Link of the Paper: https://arxiv.org/pdf/1412.6632.pdf
Main Points:
- A multimodal Recurrent Neural Networks ( CNNs + a multimodal layer + RNNs )
- The m-RNN model is trained using a log-likelihood cost function. The errors can be backpropagated to the three parts of the m-RNN model to update the model parameters simultaneously.
Other Key Points:
- Applications for Image Captioning: early childhood education, image retrieval, and navigation for the blind.
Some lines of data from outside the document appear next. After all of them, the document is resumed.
PR #620, opened 2026-07-10
CFTL-714: allow changing a python-js data app's git branch via MCP

soustruh:
## Description

**Linear**: CFTL-714

### Change Type

### Summary

**The problem**

Changing the git branch of a python-js data app had no supported MCP path:

- `update_config` refuses `keboola.data-apps` and tells you to use the data-app tools — by design.
- But the data-app tool couldn't do it either: `modify_python_js_data_app` rejected `branch` on update, and its update path never wrote `parameters.dataApp.git`.
- So the only way to point a data app at a different branch was a raw Storage API config PUT (or the UI).

**The fix**

- `modify_python_js_data_app` now accepts `branch` on the update path (when you pass `configuration_id`). For an external-git app it writes `parameters.dataApp.git.branch`.
- Only the branch changes. The encrypted `#password`, `repository` and `username` are left exactly as stored — the update re-PUTs the config and the encryption service leaves an already-encrypted value alone, so the token is never touched or re-encrypted.
- The repoint is allowed only for **external-git** apps — a draft, or an app bound to an external repository. An app on a **Keboola-managed** git repo is rejected with a clear message before anything is written: its branch is owned by the platform and this tool must not change that. The check uses the authoritative `is_managed_git_repo` flag from the data-science `.../git-repo` endpoint (not the presence of a git block — managed apps can carry one too).
- On update any branch (including `main`) is allowed; creating a new draft still reserves `main` for the prod app.

Redeploy the app afterwards to actually serve the new branch. (Whether a redeploy reliably picks up the change is a separate issue, CFTL-716.)

## Testing

- Unit (`tests/tools/test_data_apps.py`): the update path writes only `git.branch` and preserves the encrypted credential, and rejects blank/whitespace branch names; the tool repoints an external-git app (the PATCH carries the new branch, encryption is never called) and rejects the repoint on a Keboola-managed app (via `is_managed_git_repo`, even when it carries a git block) and when the flag can't be determined — without writing anything.
- Integration (`integtests/tools/test_data_apps.py`): the prod + external-git draft lifecycle now repoints the draft's branch through the update path and checks the stored config reflects it with the credential preserved. Needs live `INTEGTEST_*` credentials — not run locally.
- No manual MCP-client / canary-orion E2E run.

## Checklist

- [x] Self-review completed
- [x] Integration tests added/updated
- [x] Project version bumped according to the change type (patch)
- [x] Documentation updated (TOOLS.md, docstrings)

### DIFF
--- a/TOOLS.md
+++ b/TOOLS.md
@@ -2255,10 +2255,10 @@ draft handle.
 - `slug` is required on create and immutable after.
 - The **update path** (passing `configuration_id`) is for changing `name`, `description`,
   `authentication_type`, `auto_suspend_after_seconds`, `storage` on either a prod app or
-  a draft, and for repointing an **external-git** app's `branch` (drafts, or apps bound to
-  an external repository — a managed-repo prod app has no editable branch). Source code
-  changes go through the git flow above, not this tool. After a `branch` repoint, call
-  `deploy_data_app` to serve the new branch.
+  a draft, and for repointing an **external-git** app's `branch` (a draft, or an app bound
+  to an external repository — an app on a Keboola-managed git repo is rejected, its branch
+  is owned by the platform). Source code changes go through the git flow above, not this
+  tool. After a `branch` repoint, call `deploy_data_app` to serve the new branch.
 
 ## Authentication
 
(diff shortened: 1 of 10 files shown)


tomasfejfar:
@AdamVyborny might this be a problem when agent has this tooling for our app workflow? I'm not sure if "external git" is only actually external or (most likely) it also is available for our "internal" git. I think we assume that production version is on main no?

AdamVyborny:
@tomasfejfar @soustruh Yeah, this statement in PR desc:

> An app with a Keboola-managed repo has no git block in its config and can't have its branch changed this way; it's rejected with a clear message before anything is written.

Is not true

soustruh:
@AdamVyborny @tomasfejfar You're right, thanks — the "managed-repo app has
no git block" claim is wrong, and it means the code guards on the wrong
thing: it tells external-git from managed by the presence of
`parameters.dataApp.git` in the config, so a managed/internal app would pass
the guard and get its branch rewritten — exactly the prod-should-stay-on-main
risk Tomáš raised.

Proposed fix: gate on the authoritative `is_managed_git_repo` from the
`.../git-repo` endpoint (we already fetch it in `_build_data_app_with_repo`
but currently discard it) instead of the config git block — allow the branch
repoint only for genuinely external-git apps, and reject managed/internal
ones with a clear message.

Two things I'd like to confirm before pushing that:

1. Is `is_managed_git_repo` the right discriminator, or is there a better
   signal? I don't want to guess the data model.
2. For internal/managed apps, should the branch stay locked to `main` (never
   repointable via this tool), or is there a legitimate case for changing it?

AdamVyborny:
@soustruh 
1. Yep, sounds good to me...
2. IDK, we are in phase of reinventing the flow there. I would keep it as is for now to not modify the behaviour until we decide how it should work.

soustruh:
Pushed the fix. It's now gated on `is_managed_git_repo` from the `.../git-repo`
endpoint (threaded onto `DataApp`), not the presence of a config git block: the
branch repoint is allowed only for external-git apps (a draft, or an app on an
external repo), rejected for Keboola-managed ones, and refused when the flag
can't be determined. Dropped the now-unused git-block helper and corrected the
PR description.

Re point 2: kept managed/internal apps' behaviour unchanged — not repointable
via this tool — as you suggested, so we don't touch the flow while it's being
reworked. A unit test now gives a managed app a git block and still rejects it,
so the discriminator can't silently regress to block-presence.

AdamVyborny (approved):
Reviewed the diff, the review-thread fix, and CFTL-714. The `is_managed_git_repo` gate is correct: the update path populates it via `_fetch_data_app` → `_build_data_app_with_repo`, validation runs before anything is written, and the regression test proves a managed app with a git block is still rejected. Verified against the sandboxes-service OpenAPI spec that `isManagedGitRepo` is a **required** field of the `GET /apps/{appId}/git-repo` 200 response, and the 409 (no git repo) path flows into the fail-closed `None` refusal.

One optional hardening for a follow-up: `AppGitRepoResponse.is_managed_git_repo` defaults to `False` when the field is missing — per spec it never should be, but flipping the default to `None` would turn any spec drift (e.g. an older sandboxes-service) into a refusal instead of a write. Non-blocking.

soustruh:
Thanks for the approval. Applied the optional hardening too: `AppGitRepoResponse.is_managed_git_repo` now defaults to `None` instead of `False`, so a response missing the (spec-required) `isManagedGitRepo` field flows into the fail-closed "could not determine" refusal rather than a write. Added a unit test that a response without the field parses as `None`.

- Many previous methods treat the task of describing images as a retrieval task and formulate the problem as a ranking or embedding learning problem. They first extract the word and sentence features ( e.g. Socher et al.(2014) uses dependency tree Recursive Neural Network to extract sentence features ) as well as the image features. Then they optimize a ranking cost to learn an embedding model that maps both the sentence feature and the image feature to a common semantic feature space ( the same semantic space ). In this way, they can directly calculate the distance between images and sentences. These methods genarate image captions by retrieving them from a sentence database. Thus, they lack the ability of generating novel sentences or describing images that contain novel combinations of objects and scenes.
- Benchmark datasets for Image Captioning: IAPR TC-12 ( Grubinger et al.(2006) ), Flickr 8K ( Rashtchian et al.(2010) ), Flickr 30K ( Young et al.(2014) ) and MS COCO ( Lin et al.(2014) ).
- Tasks related to Image Captioning: Generating Novel Sentences, Retrieving Images Given a Sentence, Retrieving Sentences Given an Image.